During this time they did not make the case for the value of higher education as a societal good, the principles and standards of which were beyond the profit motive of private equity colleges. They did not pay attention to the needs of the students and young graduates they had happily plunged into existentially threatening levels of debt.

They did not vigorously attend to problems of widening participation, and were complacent about transparency around how tuition fees are spent. They shrugged their shoulders and said that graduate employability was not their problem.  At the same time they requested, without showing their working, an increase in the fees cap, crying penury from the newly built master’s lodge while others were subject to withering austerity.

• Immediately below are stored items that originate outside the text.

Issue #161, opened 2021-10-14
[Feature]: Platform Operator can follow manual instructions to configure a default application domain


davewalter:
### Background

**As a** Platform Operator
**I want** manual instructions to tell me how to configure a default application domain
**So that** application developers can push an application without specifying domain information and have the platform use the appropriate default

### Acceptance Criteria

**GIVEN I** am targeting a K8s cluster
**WHEN I** follow manual instructions for configuring the default application domain
**AND I** follow the instructions for deploying the API and controllers
**AND I** push an application without specifying domain information
**THEN I** can see that the route generated for the application used the configured default domain

**GIVEN I** am targeting a K8s cluster
**WHEN I** do not specify a default application domain
**AND I** follow the instructions for deploying the API and controllers
**AND I** push an application without specifying domain information
**THEN I** can see a 404 response specifying the default domain was not found

### Dev Notes

* We suspect that in the manifest apply flow, we can control the selected domain internally instead of concerning the logic with the order of list domains output to the CLI.
* For this issue, we are not going to massage the list of domains returned by the API to ensure that the default is always first so that it is used by the CLI. We will circle back.
* Likely entails a new named field on config
* ~Consider also adding a warning log on startup for the cf api server specifying the default domain was not found?~
* Current behavior on apply manifest - https://github.com/cloudfoundry/cloud_controller_ng/blob/8590c1a8b824e794aa01bb0cdc9394ec1c9efd92/app/actions/app_apply_manifest.rb#L122

Issue #699, opened 2022-02-22
[Feature]: Improve how we surface errors in the Space Manifest


tcdowney:
### Background

**UPDATE:** The repro steps below are no longer accurate since we fixed that particular issue in https://github.com/cloudfoundry/cf-k8s-controllers/pull/725. We can still trigger this through other cases, though, like requesting a route for an app that already exists (see https://github.com/cloudfoundry/cf-k8s-controllers/issues/548#issuecomment-1058427556). 

Currently any error in the [`applyManifestAction`](https://github.com/cloudfoundry/cf-k8s-controllers/blob/main/api/actions/apply_manifest.go) will cause the `SpaceManifestHandler` to return a `500` error:
https://github.com/cloudfoundry/cf-k8s-controllers/blob/39dae24761131efa657437c09d4bc1db153d9fc3/api/apis/space_manifest_handler.go#L73

For example, I attempted to push an app and requested `default-route: true`, but there was no default domain configured. This resulted in an error [here](https://github.com/cloudfoundry/cf-k8s-controllers/blob/39dae24761131efa657437c09d4bc1db153d9fc3/api/actions/apply_manifest.go#L149), but instead of an error message like "No default domain configured", I got a `500` error.

```console
cf push node
Pushing app node to org o / space s as tdowney...
Unexpected Response
Response Code: 500
Code: 0, Title: , Detail: {"errors":[{"detail":"An unknown error occurred.","title":"UnknownError","code":10001}]}
```

**As an** App Developer
**I want** to receive meaningful errors when manifest application fails
**So that** I can fix my app manifest without requiring the platform operator to look at component logs

---

### Acceptance Criteria

One of the easier cases to reproduce is the "no default domain" case, but in general we should think through some of the errors we can handle better here without explicit A/C.

### No Default Domain Found
**GIVEN** I configured the CF API shim with a default domain, but haven't applied the `CFDomain` CR 
**WHEN I** `cf push` an app with `default-route: true` in its manifest
**THEN I** see a friendlier `422` error saying something like "No default domain available"

For other types of errors even just something like "Error creating `CFProcess`  or "Error updating `CFRoute`" could be better.

danail-branekov:
It seems that the issue has been fixed in the meanwhile:
* When I push a manifest requesting default route with no CFRoutes configured, but with a default domain configured in the helm chart, I get the following error: 

```
The configured default domain "apps-127-0-0-1.nip.io" was not found
```

[...]

PR #725, opened 2022-02-28
Add DomainNotFound error handling and missing documentation

akrishna90:
#161 

## What is this change about?
Add missing edge case handling and documentation

- throws a HTTP 404 instead of a HTTP 500 when Domain is not found
- add documentation for setting default domains

No

## Acceptance Steps
See #161

### DIFF
--- a/api/apis/space_manifest_handler_test.go
+++ b/api/apis/space_manifest_handler_test.go
@@ -310,6 +310,16 @@ var _ = Describe("SpaceManifestHandler", func() {
 				Expect(payload.Applications[0].DefaultRoute).To(BeTrue())
 			})
 		})
+
+		When("applying the manifest errors with NotFoundErr", func() {
+			BeforeEach(func() {
+				applyManifestAction.Returns(repositories.NotFoundError{})
+			})
+
+			It("respond with not found error", func() {
+				expectNotFoundError("Domain not found")
+			})
+		})
 	})
 
 	Describe("POST /v3/spaces/{spaceGUID}/manifest_diff", func() {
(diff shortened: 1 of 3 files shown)


api/apis/space_manifest_handler_test.go
```diff
@@ -310,6 +310,16 @@ var _ = Describe("SpaceManifestHandler", func() {
 				Expect(payload.Applications[0].DefaultRoute).To(BeTrue())
 			})
 		})
+
+		When("applying the manifest errors with NotFoundErr", func() {
+			BeforeEach(func() {
+				applyManifestAction.Returns(repositories.NotFoundError{})
+			})
+
+			It("respond with Unknown Error", func() {
```
tcdowney, line 319: I think this should be "Not Found Error" instead.

tcdowney:
I know the original story called for a `404`, but I think in this case it might make sense to do handle this differently than other "not found" cases and return a `422` saying that there is no default domain configured or something.

Because most cases when a user is getting a `404` they're trying to view or do something with a specific resource, but in this case all they're doing is including the `default-domain: true` key in their app manifest and I think a `404` might be confusing. The `POST /v3/spaces/:guid/actions/apply_manifest` endpoint given what it's doing.

tcdowney:
In some ways this flow is easier to reason about in CF for VMs cause it does most of the work as part of an async job and its just able to set the job status to `FAILED` and build up a list of errors [on the job](https://v3-apidocs.cloudfoundry.org/version/3.115.0/index.html#get-a-job) to give the user.

akrishna90:
Thanks @tcdowney for the feedback. I will make the change to return a `422` 
cc @Birdrock (author of the story)

tcdowney (approved):
LGTM! Seems fine to special case it right now since we've got https://github.com/cloudfoundry/cf-k8s-controllers/issues/699 to improve errors here more broadly.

All of this has now come home to roost in the apparatus of the TEF and universities will be made to attend to these issues if they want to see an additional penny of tax-payer-underwritten funds. Vice chancellors can no longer take the money and run.

Will the TEF result in better teaching in English universities? One can hope so but the chances are slim. The exercise relies upon a set of metrics that is already in wide use and has failed to address the allegedly ‘lamentable’ teaching on offer at present. Rather, the TEF will create a new game to be played, well or badly, by university managers. Canny vice chancellors will learn from the mistakes of others, universities will be tempted to close provision in certain subjects in order to increase their TEF level status, the curriculum will homogenise around what is known to work well in the TEF, and TEF experts and consultants will pop up all over the place. Gaming the TEF will become the new way to increase revenues in a university and we will have learned nothing from the worst aspects of the REF.

The green paper outlines a consultation and implementation programme that will occupy universities for the rest of this parliament. Unless the sector or her majesty’s loyal opposition have an alternative plan, the TEF will dominate higher education for years to come.

One day in the future, while filling out their submission for Level 4 status TEF managers will be heard to sing:

Remember, remember the TEF of November,

Green paper, OfStud, the lot,

I see no reason,

why green paper season,

Should ever be forgot

3 responses to “Remember, Remember the TEF of November

  1. This document and its proposals smack of the way in which the NHS now works – or perhaps I should does not work. Huge amounts of pointless paper pushing, CQC, Monitor, questionably irrelevant targets, driven by sociopolitical desires rather than any clinical need.

    The NHS wastes vast amounts of tax payers resources with the mountain of bureaucracy and just about nothing works

  2. One of the best blogs i have read so far on the TEF. Although there is always rooms for improving teaching – and god teachers do that anyway – the TEF uses this powerful weapon for other motives. It is remarkable how little we have learnt of the tactics used so far to make us believe that our state education or health system are doing poorly. First you create metrics which are hard to achieve, then you show that the system needs reforms, then you move the goalpost, then you have further evidence that external help is needed and before you know it, it’s privatised. And being private is not the problem. it is the system under which the privatisation occurs that is detrimental to the very excellence it claimed to seek.